А вот с хирургом Преллу не повезло. Его определили не к Каррену, которого все любили, а к другому главному хирургу, подполковнику Бейкеру. С него-то и начались неприятности и беды. Причем начались сразу же. Он понял это, как только немного пришел в себя и начал присматриваться к тому, что происходит вокруг. По отделению ползли какие-то шепотки, явно касающиеся его, но он никак не мог уловить, в чем же дело. Едва он поворачивал голову, чтобы прислушаться, как шепоток прекращался здесь и начинался в другом месте, за его спиной.
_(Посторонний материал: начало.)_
PR #246, opened 2026-08-10
Report metric bounds, uncertainty and ids the way each harness computed them

borgr:
> Stacked on #245 (`fix/converter-metric-naming-3fields`), which is itself stacked on #244. **Review those first**; diff against the naming branch, not main.

## What / source

The three harness converters were each *asserting* things about their metrics that the upstream logs never say. This PR makes each converter report what its harness actually computed, and say "unknown" where the harness does not know.

Four groups of change, all funnelling through one new module (`converters/common/metrics.py`) so a rule is stated once for every converter:

**1. Bounds and direction, only where they are known.** Every HELM and Inspect metric was published as `continuous` on `[0, 1]` with `lower_is_better: false`, so a perplexity, a standard deviation and an accuracy all came out looking like accuracies. Now a metric's range comes from its *name*, layered per harness — lm-eval's `bleu` is sacrebleu's 0–100 while HELM's `bleu_1` is nltk's `sentence_bleu` 0–1, so a bare name cannot carry a range. A metric in no table gets **no bounds** and an `additional_details.bounds_status: unknown` marker, because `min_score`/`max_score` are nullable and "not provided" is true, while `[0, 1]` on an unbounded metric is not. Each record counts its unknown-bounds metrics in `source_metadata.additional_details`, so the gap is visible without reopening every file — and `test_unknown_bounds_are_counted_in_the_source_metadata` derives that count from the published results for every case, which is how the Inspect converter was caught reporting `null` while publishing an unbounded metric.

Dispersion metrics (`std`, `stderr`, `bootstrap_stderr`, `var`) get `polarity: not_applicable`: `lower_is_better` is a required boolean with no "does not apply" value, and a standard deviation is not better when small.

One of the ranges this PR introduced was itself wrong and is fixed here: `brier_score` was declared `[0, 1]`, the two-class definition. lm-eval computes `mean(sum((softmax(loglikelihoods) - one_hot(gold)) ** 2))` (`api/task.py`), which over `n` classes reaches **2.0** when all the mass sits on one wrong class. Since `validation_core.py` warns on a score outside its declared range and the converter suite requires zero warnings, the too-narrow bound would have failed the merge gate on a legitimate score. Now `[0, 2]`, pinned by `test_a_multi_class_brier_score_is_allowed_its_full_range`.

**2. Sample counts that count samples.** HELM took `num_samples` from a stat's `count`, which is its **train-trial** count — 1 for nearly every published run, whatever the instance count. It now counts per-instance stats keyed per split and perturbation, falls back to HELM's own per-split `num_instances` for the worst-case perturbation stats that have none, and moves the trial count to `score_details.details.num_train_trials`. Inspect took `num_samples` from the length of a sample list that a header-only log does not populate; it now reads the results header.

**3. Uncertainty, as each harness computed it — and never dropped.** HELM republished the 0.0 spread *over a single train trial* as a measured `standard_deviation`; the schema defines that field over per-sample scores, so it is now omitted rather than reported as zero. Inspect dropped a standard error of exactly `0.0` as if it were absent (falsy, not missing), routed nothing for `bootstrap_stderr`, and emitted a scorer's `std` as a **score of its own** alongside the score it describes — it now carries it as `uncertainty.standard_deviation` on those scores, unless `std` is all that scorer reported. lm-eval derives the standard-error method from the aggregation its log records instead of asserting `'bootstrap'`, and reports a resample count only for aggregations that are actually resampled.

`bootstrap_stderr` was in neither the shared bounds nor `DISPERSION_METRICS` while `stderr` was in both, so a converter publishing the former claimed an unknown range and an applicable direction. It is a standard error computed by resampling rather than in closed form — same bounds, same polarity.

**4. `metric_id`, so a consumer can join across harnesses.** The previous PR gave every result a `metric_name`; nothing tied lm-eval's `exact_match` to HELM's. `metric_config_fields` now resolves a metric name to the **eval-card-registry's canonical slug** where the registry carries one (18 of 45 names), and to `<harness>.<name>` where it does not — marked `metric_id_status: unregistered`, so a namespaced id claims a stable join key *within* the harness and no global identity. Both forms record the registry revision they were resolved against (`8b83e9c`, that repo's `main`), because an `unregistered` marker with no revision beside it does not tell a reader whether the entry has since been added.

`metric_kind` (the family a metric aggregates safely within) and `metric_unit` come along because they answer what an id alone leaves open. The unit is **derived from the resolved bounds**, not listed: lm-eval's sacrebleu `bleu` reports `percent` and HELM's nltk `bleu_1` reports `proportion` from their bounds alone, with neither spelled out.

## Why the map is hand-resolved, and how you check it

A converter has to run offline and give the same answer on every run, so `CANONICAL_METRIC_IDS` is 18 hand-verified entries against a pinned revision rather than a network call to the registry's resolver. `tools/verify_metric_ids.py` re-does the resolution against a registry checkout and fails (exit 1) on the three ways the map can rot:

```
$ uv run python -m tools.verify_metric_ids --seed ../eval-card-registry/seed/metrics.yaml
ids resolved against revision 8b83e9c
18 mapped, 45 names checked

MAPPED ID NO LONGER IN THE REGISTRY: 0
NOW RESOLVABLE, STILL NAMESPACED: 0
AMBIGUOUS IN THE REGISTRY: 0

NAMESPACED, WANTING A REGISTRY ENTRY: 22
  acc_norm, bits_per_byte, brier_score, byte_perplexity, calibration_error,
  chain_of_thought_correctness, chrf, classification_macro_f1,
  classification_micro_f1, ece, ifeval_strict_accuracy, math_equiv,
  math_equiv_chain_of_thought, mc1, mc2, mcc, prefix_exact_match,
  quasi_exact_match, quasi_prefix_exact_match, rougeLsum, ter, word_perplexity

HARNESS SLUGS: lm-evaluation-harness ok, helm ok, inspect_ai NOT IN REGISTRY
```

That last list is not a failure — it is the content of a follow-up **eval-card-registry PR**, together with an `@k` slug family for HELM's best-of-k metrics and an `inspect_ai` harness entry. It is a tool rather than a test because it needs a sibling repo checkout, which CI does not have.

Two matching rules in it are worth a second of your attention: normalization keeps `+`, so `chrF++` never answers to `chrf`; and `chrf` (plain) is in the gap list *because* the registry's `chrf-plus-plus` is a different metric.

**Interaction with #222.** That PR adds `check_metric_identity`, which warns on a missing `metric_id`, a semantically-empty one (`score`, `mean`, `overall`, …) and one equal to `evaluation_name`. I ran that branch's validator over all six files these three converters publish: **6 files, 0 complaints, exit 0**, then set one `metric_id` to `'score'` as a tripwire and confirmed the check fires. Namespaced ids survive because `_normalize_metric_id` maps `-`→`_` but leaves `.` alone, so `inspect_ai.mean` is never generic. Since all three converters now always set an id, this PR *removes* #222's "missing" finding for them.

## Checklist

- [x] `uv run python -m every_eval_ever validate <files>` clean, **no warnings**, at the final `data/<collection>/<dev>/<model>/` path — 6 files, 0 complaints, exit 0; asserted by the stack's harness on every run
- [x] every unconvertible source row is in `adapter_reports/` with a non-zero exit — and one case improves: a HELM run whose stats are all bookkeeping is now reported *per run* instead of failing the whole invocation from inside the publisher
- [x] offline unit test added + full `uv run pytest tests` green — core 438 passed / 39 skipped, full 524 passed / 1 skipped
- [x] **model/benchmark/metric ids resolve in the registry** — 18 resolve against `8b83e9c`; the other 22 are namespaced, marked `unregistered`, and listed above for the registry PR. `tests/test_converter_conversion.py::test_every_metric_id_is_either_canonical_or_openly_namespaced` is the enforcement: an id is either in the verified map or carries its harness prefix, never a bare unqualified guess.
- [x] content spot-checked — no answer leakage, nothing double-counted, `evaluation_id` unaffected. `tests/test_converter_metric_bounds.py` (16 tests) pins the shared rules directly.

## Review lane

- [ ] Fast
- [x] **Needs a human** — a material change in outcome. `min_score`/`max_score`/`score_type` disappear from metrics whose range is unknown, `num_samples` changes value for HELM, a HELM `standard_deviation` disappears, an Inspect `std` stops being a score and becomes an uncertainty field, and every result gains a `metric_id`. Same scores, different metadata about them.

Design agreed in: not yet. The specific calls I would want a maintainer to confirm, in order of how much they would cost to change later:

1. **Namespaced ids as the fallback.** `helm.quasi_exact_match` is data that a later registry entry supersedes — every one of those 22 becomes a canonical id in a follow-up, and any record already published under the namespaced form then needs remapping. The alternative is a null `metric_id` until the registry catches up, which is honest but makes the field useless for the harnesses' most common metrics.
2. **Omitting bounds rather than defaulting to [0, 1].** This is the `AGENTS.md` "report, don't interpret" principle applied literally. Of the 45 names the tables carry, 41 get a range and 4 deliberately do not (`calibration_error`, `cer`, `ece`, `wer` — an error rate with no upper bound in the general case); any metric outside every table also gets none, where before HELM and Inspect stamped `[0, 1]` on it. On these fixtures that is 1 of 28 results (Inspect's `mean`). If any downstream consumer treats a null `max_score` as an error rather than as unknown, they will feel it there first.
3. **An Inspect `std` is no longer a score.** It is the one place where a result *count* changes for a reason other than naming.

## Decisions & coverage

- Decision / where: a metric absent from every bounds table gets no bounds plus `bounds_status: unknown`, in `converters/common/metrics.py::metric_bounds_fields`.
  Chose / instead of: keeping `[0, 1]`, which is what HELM and Inspect did and what makes every record look complete.
  Confidence: high — a wrong range is worse than a missing one; the schema makes both fields nullable precisely for this, and the count in `source_metadata` keeps the gap measurable.
  General? yes — this is the rule any converter should follow.
- Decision / where: bounds are layered per harness on top of `SHARED_METRIC_BOUNDS`, in each converter's own table.
  Chose / instead of: one global name→range map.
  Confidence: high — `bleu` is the counterexample that forces it: sacrebleu 0–100 in lm-eval, nltk 0–1 for HELM's `bleu_1`/`bleu_4`. One map would have to be wrong for one of them.
  General? yes.
- Decision / where: `metric_unit` derived from the resolved bounds, with `METRIC_UNITS` holding only the metrics whose bounds cannot show their scale (`bits_per_byte`, `chrf`, `ter`).
  Chose / instead of: listing a unit per metric name.
  Confidence: high — a listed unit and a listed range can disagree; a derived one cannot.
  General? yes.
- Decision / where: a parameter the harness spells into a name takes bounds from the undecorated name but never the id, in `metric_config_fields` (`lookup_name`).
  Chose / instead of: resolving `exact_match@5` to `exact-match`.
  Confidence: high — best-of-five exact match is a different and systematically higher quantity, and the registry gives such metrics their own slug (`pass-at-1`, `recall-at-5`). Sharing `exact-match` would silently average the two in any cross-source query.
  General? yes — it is the general rule for `@k`, `_norm` and similar decorations.
- Decision / where: the registry revision is recorded on **resolved** ids too, not only unregistered ones (`_ID_REVISION`).
  Chose / instead of: marking only the gaps.
  Confidence: high — both are claims about a registry state; a reader of an old record needs to know which state.
  General? yes.
- Decision / where: id resolution is a hand-verified map + an offline `tools/` checker.
  Chose / instead of: calling the registry's resolver at conversion time.
  Confidence: high — converters must run offline and be reproducible; a network lookup makes last month's conversion unrepeatable.
  General? yes.
- Decision / where: a HELM run with no usable stats is reported as a per-run failure rather than raising inside the publisher.
  Chose / instead of: leaving the exception, which fails the whole `--log_path` directory.
  Confidence: high — `SourceConversionResult` + `save_failure_report` + non-zero exit is the repo's documented contract for exactly this.
  General? yes.

**Coverage:** 28 results over the three fixtures — 2 lm_eval, 2 inspect (was 3 — an Inspect `std` becomes an uncertainty field on the scores it describes rather than a score of its own), 24 helm. Nothing silently dropped; 1 of the 28 comes out without bounds and says so, and 22 of the 45 distinct metric names carry a namespaced rather than canonical id, listed above rather than hidden.

**Operator asked about policy calls?** Yes — new canonical ids and unbounded metrics, which is why this is needs-a-human. Both listed under "Design agreed in" above: whether namespaced `<harness>.<name>` ids are acceptable as published data pending registry entries, and whether omitting bounds for a metric no table carries is preferred over the previous `[0, 1]` default.

### DIFF
--- a/every_eval_ever/converters/common/metrics.py
+++ b/every_eval_ever/converters/common/metrics.py
@@ -173,6 +173,7 @@ _PERCENT_BOUNDS = (0.0, 100.0)
 
 _UNKNOWN_BOUNDS = {'bounds_status': 'unknown'}
 _NO_POLARITY = {'polarity': 'not_applicable'}
+_UNKNOWN_POLARITY = {'polarity': 'unknown'}
 _UNREGISTERED_ID = {'metric_id_status': 'unregistered'}
 # Both a resolved id and an unresolved one are claims about a registry state, so
 # each says which state it was: an `unregistered` marker with no revision beside
@@ -200,6 +201,13 @@ def metric_bounds_fields(
     details = dict(_NO_POLARITY) if name in DISPERSION_METRICS else {}
 
     if bounds is None:
+        # `lower_is_better` is required, so an unrecognized metric defaults to
+        # False; for one whose direction we cannot resolve that default is a
+        # guess a ranking consumer would misread as an asserted "higher is
+        # better", so it is marked like an unresolved range. A known direction
+        # (LOWER_IS_BETTER) or an inapplicable one (dispersion) keeps its answer.
+        if name not in LOWER_IS_BETTER and name not in DISPERSION_METRICS:
+            details = {**details, **_UNKNOWN_POLARITY}
         return {
             'lower_is_better': name in LOWER_IS_BETTER,
             'additional_details': {**details, **_UNKNOWN_BOUNDS},
--- a/every_eval_ever/converters/common/metrics.py
+++ b/every_eval_ever/converters/common/metrics.py
@@ -39,7 +39,9 @@ SHARED_METRIC_BOUNDS: dict[str, tuple[float, float]] = {
     'precision': (0.0, 1.0),
     'recall': (0.0, 1.0),
     'mcc': (-1.0, 1.0),
-    'brier_score': (0.0, 1.0),
+    # Not [0, 1]: the multi-class Brier score sums the squared error over every
+    # class, so all the mass on one wrong class costs 2.0.
+    'brier_score': (0.0, 2.0),
     # Dispersion of a score distribution, not a score: non-negative, and
     # unbounded above unless the underlying metric is bounded.
     'std': (0.0, float('inf')),
--- a/every_eval_ever/converters/common/metrics.py
+++ b/every_eval_ever/converters/common/metrics.py
@@ -35,6 +35,7 @@ SHARED_METRIC_BOUNDS: dict[str, tuple[float, float]] = {
     'std': (0.0, float('inf')),
     'stddev': (0.0, float('inf')),
     'stderr': (0.0, float('inf')),
+    'bootstrap_stderr': (0.0, float('inf')),
     'var': (0.0, float('inf')),
 }
 
@@ -59,7 +60,7 @@ LOWER_IS_BETTER: frozenset[str] = frozenset(
 # (`uncertainty.standard_error`, `uncertainty.standard_deviation`), so a
 # converter should prefer routing them there over emitting them as scores.
 DISPERSION_METRICS: frozenset[str] = frozenset(
-    {'std', 'stddev', 'stderr', 'var'}
+    {'std', 'stddev', 'stderr', 'bootstrap_stderr', 'var'}
 )
 
 _UNKNOWN_BOUNDS = {'bounds_status': 'unknown'}
--- a/every_eval_ever/converters/common/metrics.py
+++ b/every_eval_ever/converters/common/metrics.py
@@ -1,4 +1,4 @@
-"""What a metric's name tells us about its range and its polarity.
+"""What a metric's name tells us about its identity, its range and its polarity.
 
 Upstream harnesses report a metric's value and almost never its range, so the
 range has to come from the metric's definition. The names below mean the same
@@ -11,6 +11,16 @@ reports 0-100 while nltk's `sentence_bleu` (HELM's `bleu_1`/`bleu_4`) reports
 A metric that is in no table gets no bounds at all and a `bounds_status` marker,
 because `min_score`/`max_score` are nullable and "not provided" is true, while
 [0, 1] on an unbounded metric is not.
+
+`metric_id` is the field a consumer joins on across sources, so a metric that
+means the same thing in two harnesses has to arrive under the same id. That id
+is the eval-card-registry's canonical metric slug, resolved once by hand into
+`CANONICAL_METRIC_IDS` rather than over the network, because a converter has to
+run offline and give the same answer every time. Anything the registry does not
+carry gets `<harness>.<name>`, which is a stable join key within the harness and
+claims no global identity; `metric_id_status` marks those so the set needing a
+registry entry can be listed. Re-check the map against a registry checkout with
+`uv run python -m tools.verify_metric_ids --seed <registry>/seed/metrics.yaml`.
 """
 
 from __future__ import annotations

Подполковник Бейкер был высокий худощавый мужчина в возрасте, с седоватой шевелюрой и проницательными глазами на обрюзгшем, в морщинах лице, выдававшем раздражительный нрав. Говорили, что до войны он считался одним из двух-трех лучших в Америке хирургов — ортопедов. Горячность Бейкера объяснялась и горячим временем: ему было просто некогда валять дурака. Когда нужно собрать, сложить, срастить кости человека — тут не до сантиментов. Ему была близка линия майора Хогана, состоявшая в том, чтобы подлатать раненых и как можно скорее отправить их — кого по возможности в строй, кого домой, любым способом избавиться от них и освободить койки для вновь поступающих, количество которых будет неизбежно расти с каждой очередной военной операцией и наступлением, поскольку Соединенные Штаты расширяют театр военных действий. Бейкер, очевидно, на первом же консилиуме пришел к выводу, что единственный выход — отнять у Прелла правую ногу, которая никак не заживала, демобилизовать его и освободить место для другого.

Прелл находился в полуобморочном состоянии, когда проходил консилиум, и узнал об этом только во время второго консилиума, состоявшегося на девятый день его пребывания в госпитале. Тогда-то он и понял, о чем шептались в отделении. Правда, он и раньше догадывался. Он лежал и всматривался в Бейкера, Каррена и Хогана: хирурги говорили о его ноге так, словно решали шахматную задачу. К ним жадно прислушивались старшая сестра, врач-практикант и санитар.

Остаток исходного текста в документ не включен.